Se trata de una bomba de aceite para automòvil
El texto dice:

At an operating condition greater than the first operating speed, the valve is closed thereby venting chamber to ambient pressure (approx. 1 bar)

En este contexto no sè que es bar.  
Alguien me puede ayudar

Gracias


----------



## Marxelo

*Bar*. Es una unidad de presión.

http://es.wikipedia.org/wiki/Bar_(unidad_de_presi%C3%B3n)


----------



## tazx

http://en.wikipedia.org/wiki/Bar_(unit)

http://es.wikipedia.org/wiki/Bar_(unidad_de_presi%C3%B3n)

Saludos


----------



## Adolfo Afogutu

Hola:
Es una unidad de medida.
Saludos

*bar**2**.*
 (Del gr. βááάρος, pesadez).
* 1.     * m._ Fís._ Unidad de medida de la presión atmosférica, equivalente a 100 000 pascales. (Símb. _bar_).

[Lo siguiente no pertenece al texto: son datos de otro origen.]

PR #2301, opened 2020-11-30
Update nightly build yml to always build even when no changes

alexr00:
When proposed API changes but there have been no changes in vscode-pull-request-github then we don't get notified that there's a break. If we always build, even when there are no changes, then this should help us catch such problems earlier.


RMacfarlane (approved):
Nice!

PR #2335, opened 2020-12-29
Use a webview view for the create PR flow

RMacfarlane:
Changes the create PR flow to use a webview instead of the series of quickpicks.

I also plan to add another tree view that shows the diff between the current branch and the selected base branch, separately


src/github/createPRViewProvider.ts
```diff
@@ -0,0 +1,258 @@
...
+	}
+
+	private async getDescription(): Promise<string> {
+		const method = vscode.workspace.getConfiguration('githubPullRequests').get<PullRequestDescriptionSource>('pullRequestDescription', PullRequestDescriptionSourceEnum.Ask);
+
+		switch (method) {
+
+			case PullRequestDescriptionSourceEnum.Template:
+				const templateUris = await this._folderRepositoryManager.getPullRequestTemplates();
+				if (templateUris[0]) {
```
alexr00, line 87: I've been doing a length check before accessing `[0]`. TIL that this was an option! 😅

src/github/createPRViewProvider.ts
```diff
@@ -0,0 +1,258 @@
...
+					try {
+						const templateContent = await vscode.workspace.fs.readFile(templateUris[0]);
+						return templateContent.toString();
+					} catch (e) {
+						// Logger.appendLine(`Reading pull request template failed: ${e}`);
```
alexr00, line 92: Log line not needed?

src/github/createPRViewProvider.ts
```diff
@@ -0,0 +1,258 @@
...
+		const config = vscode.workspace.getConfiguration(PR_SETTINGS_NAMESPACE);
+		if (config.get(PR_TITLE) === titleSource) {
+			return;
+		}
+
+		const showPrompt = PersistentState.fetch('prompts', stateKey);
+		if (!showPrompt || showPrompt === PersistentState.MISSING) {
+			vscode.window.showInformationMessage(
+				`Would you like to always use the ${message} as the title of the pull request?`,
+				{ modal: true },
```
alexr00, line 153: Generally I think modal dialogs should only be used when action must be taken by the user. Since this is kind of an optional think, maybe it would be better as non-modal?

src/github/createPRViewProvider.ts
```diff
@@ -0,0 +1,258 @@
...
+		const nonce = getNonce();
+
+		return `<!DOCTYPE html>
+		<html lang="en">
+		<head>
+			<meta charset="UTF-8">
+			<meta http-equiv="Content-Security-Policy" content="default-src 'none'; img-src vscode-resource: https:; script-src 'nonce-${nonce}'; style-src vscode-resource: 'unsafe-inline' http: https: data:;">
+			<meta name="viewport" content="width=device-width, initial-scale=1.0">
+
+			<title>Active Pull Request</title>
```
alexr00, line 250: `Create Pull Request` ?

src/github/folderRepositoryManager.ts
```diff
@@ -962,7 +953,7 @@ export class FolderRepositoryManager implements vscode.Disposable {
 				// There are unpushed commits
 				if (this._repository.state.HEAD?.ahead) {
 					// Offer to push changes
-					const shouldPush = await vscode.window.showInformationMessage(`There are currently no commits between '${params.base}' and '${params.head}'. Do you want to push your local commits and try again?`, 'Yes', 'Cancel');
+					const shouldPush = await vscode.window.showInformationMessage(`There are currently no commits between '${params.base}' and '${params.head}'. Do you want to push your local commits and try again?`, { modal: true }, 'Yes', 'Cancel');
```
alexr00, line 956: I like the modal changes here!

src/view/reviewManager.ts
```diff
@@ -641,260 +644,28 @@ export class ReviewManager {
...
-					ignoreFocusOut: true,
-					placeHolder: 'Select the pull request template to use'
-				});
-
-				// Treat user pressing escape as cancel
-				if (!targetTemplate) {
-					return;
+				if (createdPR) {
+					await this.updateState();
+					await vscode.commands.executeCommand('pr.openDescription', createdPR);
```
alexr00, line 661: Totally up to you, but I find these `executeCommand`s make it difficult to refactor and navigate the code. Instead, you could refactor the `pr.openDescription` command to call a function, then call that same function here.

webviews/createPullRequestView/index.css
```diff
@@ -0,0 +1,70 @@
+/*---------------------------------------------------------------------------------------------
+ *  Copyright (c) Microsoft Corporation. All rights reserved.
+ *  Licensed under the MIT License. See License.txt in the project root for license information.
+ *--------------------------------------------------------------------------------------------*/
+
+input, textarea {
+	padding: 5px !important;
```
alexr00, line 7: TIL about !important too. Cool.

package.json
```diff
@@ -1306,11 +1313,18 @@
     ]
   },
   "scripts": {
-    "vscode:prepublish": "webpack --env.production --config-name webviewIndex.js && webpack --env.production --config-name activityBar-webviewIndex.js && webpack --env.production --config-name extension && npx webpack-cli --config browser.webpack.config --env.production --config-name extension --mode none",
+    "webpack-description": "webpack --config-name webviewIndex.js",
+    "webpack-active-pr": "webpack --config-name activityBar-webviewIndex.js",
+    "webpack-create": "webpack --config-name createPR-webviewIndex.js",
+
+    "webpack:dev": "yarn run webpack-description --env.development && yarn run webpack-active-pr --env.development && yarn run webpack-create --env.production",
```
alexr00, line 1320: Copy paste error? At the end of the line, should it be `--env.development`?

alexr00: And thanks for breaking this up, it's way more readable.

alexr00 (approved):
I'm very excited about this change!

package.json
RMacfarlane: Thanks for catching that!

src/view/reviewManager.ts
RMacfarlane: Yeah, good point, the lack of type checking for the arguments is also a major downside. I've factored out a function to use

src/github/createPRViewProvider.ts
RMacfarlane: Thanks, commented it back in!

src/github/createPRViewProvider.ts
RMacfarlane: I think in this case it makes more sense to have it as a modal, because I think it would be easy to miss as a notification, and also this matches some other patterns we have, like when you move a ts file for the first time and you get a dialog asking if you always want to rename imports. I'll bring this up in the UX call, though

package.json
RMacfarlane: I realize I missed updating the `compile-web` command below, do you know why we sometimes use `webpack-cli` and sometimes use `webpack`? I'm also not sure why we set mode to `none` there and for the extension in prepublish, from looking at the documentation, the major difference between modes is if names get mangled or not. Maybe related to the problem with node-fetch?

PR #2340, opened 2021-01-06
Force nowrap for all timestamps in description

### LINKED ISSUE #2339: Prevent text wrap in commits list (description view)
Issue Type: <b>Feature Request</b>

Would you accept PR that prevents text wrap for timestamp in commits list?

In my case it looks like this:
image

Which will look much better if displayed in one line
image

If yes - can it be applied to all timestamps on description view (comment header etc.) or only commits list?

Extension version: 2021.1.4862
VS Code version: Code - Insiders 1.53.0-insider (98106c48a07d4d07f0f71b4db9b3ff156f223339, 2021-01-01T05:22:15.141Z)
OS version: Windows_NT x64 10.0.19041

IllusionMH:
Fixes #2339

@RMacfarlane regarding https://github.com/microsoft/vscode-pull-request-github/issues/2339#issuecomment-754111029 
Looks like there were already 2 places that had `nowrap` for timestamps (PR/Description header and comment header) and overflow most likely be caused by long author name and not only in headers but also in reviewers, PR header etc.
<details>
<summary>Overflow demo (large size from High DPI display 😢)</summary>

image

</details>

To keep this PR small and focused on single problem I haven't include updated to author name caused overflows since different places have different problems (overlap with icon that is shown on hover, hiding commit message etc.). I will try to look on author name overflow and overflows in headers for line comment later.

### DIFF
--- a/webviews/editorWebview/index.css
+++ b/webviews/editorWebview/index.css
@@ -709,6 +709,7 @@ code {
 .timestamp,
 .timestamp:hover {
 	color: inherit;
+	white-space: nowrap;
 }
 
 /** Theming */


RMacfarlane (approved):
Thanks, this looks good!

PR #2342, opened 2021-01-06
Remove buttons next to title input in create PR flow

RMacfarlane:
Based on feedback from today's UI sync, this removes the buttons that were next to the title input in the create PR flow. Now, if the setting for PR title or description are explicitly set by the user, we honor those, otherwise we imitate GitHub's behavior. So for the title, we use the branch name if there are multiple commits between the branchs, otherwise we use the last commit message. For the description, we use the PR template if it's available, or the body of the last commit message.


alexr00 (approved):
🚀

PR #2343, opened 2021-01-06
Exclude more files from package

### LINKED ISSUE #2341: Exclude more files from package
The nightly build has failed because we can only have 25 file in our package (since we also package for web): https://rebornix.visualstudio.com/Pull%20Request/_build/results?buildId=2090&view=logs&j=3bd52376-4866-57aa-dfdb-d04952b84d8d&t=14bd693e-34d1-5172-806f-7299de473e6e

We should see if more files can be excluded so we can be below the max.

RMacfarlane:
Fixes #2341

### DIFF
--- a/.vscodeignore
+++ b/.vscodeignore
@@ -14,7 +14,7 @@ dist/browser/*.map
 .readme/**
 documentation/**
 .vscode-test/**
-webpack.config.js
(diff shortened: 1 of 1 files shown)


alexr00 (approved):
Thank you!

PR #3853, opened 2022-08-15
fix: use ssh url for ssh protocol upstream

yin1999:
The git protocol is not supported by GitHub, see: https://github.blog/2021-09-01-improving-git-protocol-security-github/

When we use this extension in a repo which is using ssh protocol (such as: `git@github.com:microsoft/vscode-pull-request-github`), the upstream will be set as `git://xxxxxx`. But it's not supported on GitHub.

We should set ssh protocol instead.

## Steps to reproduce

1. Clone a fork to locale with ssh protocol `git clone git@github.com:<user>/vscode-pull-request-github.git`
2. Open this fork folder in vs code with vscode-pull-request-github extension
3. open file `.git/config`, we can see the upstream url is set to `git://github.com/microsoft/vscode-pull-request-github.git` (with git protocol which is not supported by GitHub now. And I think it should be ssh protocol which is the same as the fork's protocol)

### DIFF
--- a/src/github/folderRepositoryManager.ts
+++ b/src/github/folderRepositoryManager.ts
@@ -601,7 +601,7 @@ export class FolderRepositoryManager implements vscode.Disposable {
 						// check the remotes to see what protocol is being used
 						const isSSH = this.gitHubRepositories[0].remote.gitProtocol.type === ProtocolType.SSH;
 						if (isSSH) {
-							await this.repository.addRemote(remoteName, metadata.parent.git_url);
+							await this.repository.addRemote(remoteName, metadata.parent.ssh_url);
 						} else {
 							await this.repository.addRemote(remoteName, metadata.parent.clone_url);
 						}


apulll:
ytgrfed

apulll:
ytgrfedw

apulll (approved):
hygfds

yin1999:
Is there any problem on this?

alexr00 (approved):
Thanks for the PR and for the reminder! the `ssh_url` still used the `git` protocol in my testing, but it still makes sense to switch over to it in case that changes.

I will merge this PR later this week after we have released the new version of the extension.

yin1999:
> Thanks for the PR and for the reminder! the `ssh_url` still used the `git` protocol in my testing, but it still makes sense to switch over to it in case that changes.

Hi @alexr00, I'm not really sure about this, I've tested on my windows, and this works for me (if I just use my `fix-ssh-url` branch).

https://user-images.githubusercontent.com/15844309/193789604-bd496f1b-42be-42fb-9317-c00bd2d594a5.mp4

But, when I merge the newest main branch into this branch (`git rebase main`), the upstream will be set as `git` protocol:

https://user-images.githubusercontent.com/15844309/193789845-62163097-516d-4958-84e7-a53542d13b72.mp4

And I can't debug with the rebased branch, so I can't figure out what's wrong with this.

alexr00:
@yin1999 I'm still seeing the `git` protocol in your first video:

_Real Academia Española © Todos los derechos reservados_


----------



## amianto

Mul gracias a todos


----------



## salsacat

Hello,

Have checked in the dictionary but am unable to find a translation for the word 'bar' when means 'pressure', specifically relating to rock drilling machinery and the 'bar' it is working at.
Can anybody help?

Many thanks!
Jayne


----------



## mora

salsacat said:


> Hello,
> 
> Have checked in the dictionary but am unable to find a translation for the word 'bar' when means 'pressure', specifically relating to rock drilling machinery and the 'bar' it is working at.
> Can anybody help?
> 
> Many thanks!
> Jayne



1 bar = 100,000 Pa (pascals) . The word 'bar' is used in Spanish, but the plural is 'bares' rather than bars. 

http://en.wikipedia.org/wiki/Pressure
http://es.wikipedia.org/wiki/Presión


----------



## salsacat

Thanks for the speedy reply - good idea checking on wikipedia - will remember that for next time!


----------



## el_novato

Hello.

"Bar" is used in Spanish (does not need translation). It´s derivated from the greek word "báros".

*bar*

_(Del gr. βááάρος, pesadez)._

*1.* m. _Fís_. Unidad de medida de la presión atmosférica,   http://buscon.rae.es/draeI/SrvltConsulta?TIPO_BUS=3&LEMA=ningún


----------



## salsacat

Thanks for that!


----------